PR #228, opened 2019-10-03
Ilan testing

meleg:
In this PR I have:
1. Improved `ilan`, e.g., now it is simpler to specify  the `inner_solver_method`
2. Tested more `ilan`

Here you find three examples of ilan for solving a DEP, the gun problem and the symmetrization of a random problem.

[ILAN_scripts.zip](https://github.com/nep-pack/NonlinearEigenproblems.jl/files/3685801/ILAN_scripts.zip)


src/method_ilan.jl
```diff
@@ -112,16 +114,16 @@ function ilan(
     a=Vector{T}(γ.^(0:2m+2)); a[1]=zero(T);
     local M0inv::LinSolver = create_linsolver(linsolvercreator,nep,σ)
     err=ones(m,m);
-    λ=zeros(T,m+1);
+    λ=zeros(T,5m+1);
```
jarlebring: Why 5m? Is 5 arbitrary? Maybe it should be a solver parameter?

src/method_ilan.jl
```diff
@@ -166,32 +172,71 @@ function ilan(
...
-            # solve the projected NEP
-            push_info!(logger,2,"Solving the projected problem",continues=true);
-            λ,ZZ=iar(pnep;neigs=Inf,logger=0,maxit=150,tol=tol,check_error_every=Inf,errmeasure=err_lifted)
-            push_info!(logger,2,".");
-            W=VV*ZZ;
+                q=length(λproj)
+                if q>m q=m end
+                mul!(view(W,:,1:q),VV,view(Wproj,:,1:q))
+                #ZZ=VV*Zproj[:,1:k];
+                λ=λproj[1:q];
```
jarlebring: Doesn't this line overwrite the allocated λ?  Maybe the  `λ=zeros(T,5m+1);` above can be removed

src/method_ilan.jl
meleg: It should be 2m+2, I will fix it.

src/method_ilan.jl
```diff
@@ -76,6 +76,8 @@ function ilan(
     check_error_every=30,
     inner_solver_method=DefaultInnerSolver(),
     Compute_Bmul_method::Type{T_y0}=Compute_Bmul_method_Auto,
```
jarlebring: I think the kwarg `Compute_Bmul_method` should start with a small letter. I know it can be discussed if it is a type and therefore a capitalized. It is a kwarg parameter and for a user I think it is more natural to specify a kwarg with a small letter. This is also how it is done in other parts of the code.

src/method_ilan.jl
```diff
@@ -131,9 +133,12 @@ function ilan(
     Av=get_Av(nep)
```
jarlebring: In the documentation of the solver, remember to say that the solver must be an SPMF (or at least have an implementation of `get_Av`=.

src/method_ilan.jl
```diff
@@ -201,13 +246,22 @@ function ilan(
     end
```
jarlebring: The lines
```
        Qp=Q;   Q=Qn;
        Qn=zero(Qn);
```
allocate quite a bit of memory. Don't you want to do inplace copy?  Smth like
```
 Qp[:]=Q;
 Q[:]=Qn; 
 Q[:]=0;
```

jarlebring:
The printout is incorrect when `proj_solve=true`. Compare:
```julia
julia> nep=nep_gallery("dep_symm_double",10);
julia> v0=ones(size(nep,1));
julia> λ,v=ilan(nep;v=v0,neigs=3,logger=1,check_error_every=1,maxit=50,proj_solve=false);
---
----
-----
------
-------
--------
---------
----------
+----------
+-----------
+------------
+-------------
+--------------
+---------------
+----------------
+-----------------
+---=--------------
--+=----------------
-+---+---------------
--+--+----------------
--+--+-----------------
=-=--+------------------
++---+-------------------
julia> λ,v=ilan(nep;v=v0,neigs=3,logger=1,check_error_every=1,maxit=50,proj_solve=true);
-
-
-
-
-
-
-
-
-
+
+
-
+
-
=
-
+
-
-
-
+
-
-
+
-
-
+
-
-
+
+
=
+
+
-
-
+
+
-
+
-
=
-
+
-
-
=
-
```

Maybe it is a deeper problem...

src/method_ilan.jl
```diff
@@ -76,6 +76,8 @@ function ilan(
     check_error_every=30,
     inner_solver_method=DefaultInnerSolver(),
     Compute_Bmul_method::Type{T_y0}=Compute_Bmul_method_Auto,
+    proj_solve=true,
+    inner_logger=0
     )where{T<:Number,T_orth<:IterativeSolvers.OrthogonalizationMethod,T_y0<:Compute_Bmul_method}
 
     @parse_logger_param!(logger)
```
jarlebring: `@parse_logger_param!` should be called also for the inner logger, cf iar and other methods with inner solvers.

src/method_ilan.jl
```diff
@@ -166,32 +172,71 @@ function ilan(
 
         orthogonalize_and_normalize!(view(V,:,1:k),view(V,:,k+1), view(HH,1:k,k), orthmethod)
 
+
         # extract eigenpair approximation
         if ((rem(k,check_error_every)==0)||(k==m))&&(k>2)
```
jarlebring: Can the `k>2`-condition be removed? It has been removed from iar etc. For a user who wants to plot the error, this basically prevents you from accessing the error in iteration 1 and 2.

src/method_ilan.jl
```diff
@@ -112,16 +114,16 @@ function ilan(
     a=Vector{T}(γ.^(0:2m+2)); a[1]=zero(T);
     local M0inv::LinSolver = create_linsolver(linsolvercreator,nep,σ)
     err=ones(m,m);
```
jarlebring: This does not seem like a good way to allocate memory for error. Type is not set (should probably be `real(T)`). It is better to initiate it to NaN's.

jarlebring: The problem with output incorrect can be ignored (sorry). It seems to just be that the inner solver only returns one solution. This call works: `λ,v=ilan(nep;v=v0,tol=1e-5,neigs=3,maxit=50,logger=1,check_error_every=1,inner_solver_method=IARInnerSolver(maxit=50));`

meleg:
@jarlebring  Thanks for the careful reading and testing!
I am fixing the code and I think I have found a bug in `inner_solver`. 

I put oustide of the context the issue: we construct a  DEP and we want to check that it is a DEP
```
using NonlinearEigenproblems
nep=nep_gallery("dep0")
typeof(nep)==NEPTypes.DEP
```
This return false.
But if we check in another way it works
`isa(nep,NEPTypes.DEP)`
this return true.

I do not know why we have this. It should work both ways.

Anyway, according to what I just showed, I think we should change this function in `inner_solver`
```
function inner_solve(is::DefaultInnerSolver,T_arit::Type,nep::NEPTypes.Proj_NEP;kwargs...)
    if (typeof(nep.orgnep)==NEPTypes.PEP)
        println("case 1")
        return inner_solve(PolyeigInnerSolver(),T_arit,nep;kwargs...);
    elseif (typeof(nep.orgnep)==NEPTypes.DEP)
        println("case 2")
        # Should be Cheb IAR
        return inner_solve(IARChebInnerSolver(),T_arit,nep;kwargs...);
    elseif (typeof(nep.orgnep)==NEPTypes.SPMF_NEP) # Default to IAR for SPMF
        println("case 3")
        return inner_solve(IARInnerSolver(),T_arit,nep;kwargs...);
    else
        println("case 4")
        return inner_solve(NewtonInnerSolver(),T_arit,nep;kwargs...);
    end
end
```

jarlebring:
Indeed. Doing comparisons by equality signs is not good with types. If you check equality, the parameters in the parametric type have to be the same:
```
julia> struct Y{Z<:Number} a::Z; end
julia> Y(3.0)
Y{Float64}(3.0)
julia> typeof(Y(3.0))==Y
false
julia> typeof(Y(3.0))=Y{Float64}
true
```
`inner_solver(::DefaultInnerSolver,..)` should be changed to use `isa` instead.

----------------

### EXERCISE DESCRIPTION
Copy every record above verbatim and in full.

### PROBLEM SOLUTION
PR #228, opened 2019-10-03
Ilan testing

meleg:
In this PR I have:
1. Improved `ilan`, e.g., now it is simpler to specify  the `inner_solver_method`
2. Tested more `ilan`

Here you find three examples of ilan for solving a DEP, the gun problem and the symmetrization of a random problem.

[ILAN_scripts.zip](https://github.com/nep-pack/NonlinearEigenproblems.jl/files/3685801/ILAN_scripts.zip)


src/method_ilan.jl
```diff
@@ -112,16 +114,16 @@ function ilan(
     a=Vector{T}(γ.^(0:2m+2)); a[1]=zero(T);
     local M0inv::LinSolver = create_linsolver(linsolvercreator,nep,σ)
     err=ones(m,m);
-    λ=zeros(T,m+1);
+    λ=zeros(T,5m+1);
```
jarlebring: Why 5m? Is 5 arbitrary? Maybe it should be a solver parameter?

src/method_ilan.jl
```diff
@@ -166,32 +172,71 @@ function ilan(
...
-            # solve the projected NEP
-            push_info!(logger,2,"Solving the projected problem",continues=true);
-            λ,ZZ=iar(pnep;neigs=Inf,logger=0,maxit=150,tol=tol,check_error_every=Inf,errmeasure=err_lifted)
-            push_info!(logger,2,".");
-            W=VV*ZZ;
+                q=length(λproj)
+                if q>m q=m end
+                mul!(view(W,:,1:q),VV,view(Wproj,:,1:q))
+                #ZZ=VV*Zproj[:,1:k];
+                λ=λproj[1:q];
```
jarlebring: Doesn't this line overwrite the allocated λ?  Maybe the  `λ=zeros(T,5m+1);` above can be removed

src/method_ilan.jl
meleg: It should be 2m+2, I will fix it.

src/method_ilan.jl
```diff
@@ -76,6 +76,8 @@ function ilan(
     check_error_every=30,
     inner_solver_method=DefaultInnerSolver(),
     Compute_Bmul_method::Type{T_y0}=Compute_Bmul_method_Auto,
```
jarlebring: I think the kwarg `Compute_Bmul_method` should start with a small letter. I know it can be discussed if it is a type and therefore a capitalized. It is a kwarg parameter and for a user I think it is more natural to specify a kwarg with a small letter. This is also how it is done in other parts of the code.

src/method_ilan.jl
```diff
@@ -131,9 +133,12 @@ function ilan(
     Av=get_Av(nep)
```
jarlebring: In the documentation of the solver, remember to say that the solver must be an SPMF (or at least have an implementation of `get_Av`=.

src/method_ilan.jl
```diff
@@ -201,13 +246,22 @@ function ilan(
     end
```
jarlebring: The lines
```
        Qp=Q;   Q=Qn;
        Qn=zero(Qn);
```
allocate quite a bit of memory. Don't you want to do inplace copy?  Smth like
```
 Qp[:]=Q;
 Q[:]=Qn; 
 Q[:]=0;
```

jarlebring:
The printout is incorrect when `proj_solve=true`. Compare:
```julia
julia> nep=nep_gallery("dep_symm_double",10);
julia> v0=ones(size(nep,1));
julia> λ,v=ilan(nep;v=v0,neigs=3,logger=1,check_error_every=1,maxit=50,proj_solve=false);
---
----
-----
------
-------
--------
---------
----------
+----------
+-----------
+------------
+-------------
+--------------
+---------------
+----------------
+-----------------
+---=--------------
--+=----------------
-+---+---------------
--+--+----------------
--+--+-----------------
=-=--+------------------
++---+-------------------
julia> λ,v=ilan(nep;v=v0,neigs=3,logger=1,check_error_every=1,maxit=50,proj_solve=true);
-
-
-
-
-
-
-
-
-
+
+
-
+
-
=
-
+
-
-
-
+
-
-
+
-
-
+
-
-
+
+
=
+
+
-
-
+
+
-
+
-
=
-
+
-
-
=
-
```

Maybe it is a deeper problem...

src/method_ilan.jl
```diff
@@ -76,6 +76,8 @@ function ilan(
     check_error_every=30,
     inner_solver_method=DefaultInnerSolver(),
     Compute_Bmul_method::Type{T_y0}=Compute_Bmul_method_Auto,
+    proj_solve=true,
+    inner_logger=0
     )where{T<:Number,T_orth<:IterativeSolvers.OrthogonalizationMethod,T_y0<:Compute_Bmul_method}
 
     @parse_logger_param!(logger)
```
jarlebring: `@parse_logger_param!` should be called also for the inner logger, cf iar and other methods with inner solvers.

src/method_ilan.jl
```diff
@@ -166,32 +172,71 @@ function ilan(
 
         orthogonalize_and_normalize!(view(V,:,1:k),view(V,:,k+1), view(HH,1:k,k), orthmethod)
 
+
         # extract eigenpair approximation
         if ((rem(k,check_error_every)==0)||(k==m))&&(k>2)
```
jarlebring: Can the `k>2`-condition be removed? It has been removed from iar etc. For a user who wants to plot the error, this basically prevents you from accessing the error in iteration 1 and 2.

src/method_ilan.jl
```diff
@@ -112,16 +114,16 @@ function ilan(
     a=Vector{T}(γ.^(0:2m+2)); a[1]=zero(T);
     local M0inv::LinSolver = create_linsolver(linsolvercreator,nep,σ)
     err=ones(m,m);
```
jarlebring: This does not seem like a good way to allocate memory for error. Type is not set (should probably be `real(T)`). It is better to initiate it to NaN's.

jarlebring: The problem with output incorrect can be ignored (sorry). It seems to just be that the inner solver only returns one solution. This call works: `λ,v=ilan(nep;v=v0,tol=1e-5,neigs=3,maxit=50,logger=1,check_error_every=1,inner_solver_method=IARInnerSolver(maxit=50));`

meleg:
@jarlebring  Thanks for the careful reading and testing!
I am fixing the code and I think I have found a bug in `inner_solver`. 

I put oustide of the context the issue: we construct a  DEP and we want to check that it is a DEP
```
using NonlinearEigenproblems
nep=nep_gallery("dep0")
typeof(nep)==NEPTypes.DEP
```
This return false.
But if we check in another way it works
`isa(nep,NEPTypes.DEP)`
this return true.

I do not know why we have this. It should work both ways.

Anyway, according to what I just showed, I think we should change this function in `inner_solver`
```
function inner_solve(is::DefaultInnerSolver,T_arit::Type,nep::NEPTypes.Proj_NEP;kwargs...)
    if (typeof(nep.orgnep)==NEPTypes.PEP)
        println("case 1")
        return inner_solve(PolyeigInnerSolver(),T_arit,nep;kwargs...);
    elseif (typeof(nep.orgnep)==NEPTypes.DEP)
        println("case 2")
        # Should be Cheb IAR
        return inner_solve(IARChebInnerSolver(),T_arit,nep;kwargs...);
    elseif (typeof(nep.orgnep)==NEPTypes.SPMF_NEP) # Default to IAR for SPMF
        println("case 3")
        return inner_solve(IARInnerSolver(),T_arit,nep;kwargs...);
    else
        println("case 4")
        return inner_solve(NewtonInnerSolver(),T_arit,nep;kwargs...);
    end
end
```

jarlebring:
Indeed. Doing comparisons by equality signs is not good with types. If you check equality, the parameters in the parametric type have to be the same:
```
julia> struct Y{Z<:Number} a::Z; end
julia> Y(3.0)
Y{Float64}(3.0)
julia> typeof(Y(3.0))==Y
false
julia> typeof(Y(3.0))=Y{Float64}
true
```
`inner_solver(::DefaultInnerSolver,..)` should be changed to use `isa` instead.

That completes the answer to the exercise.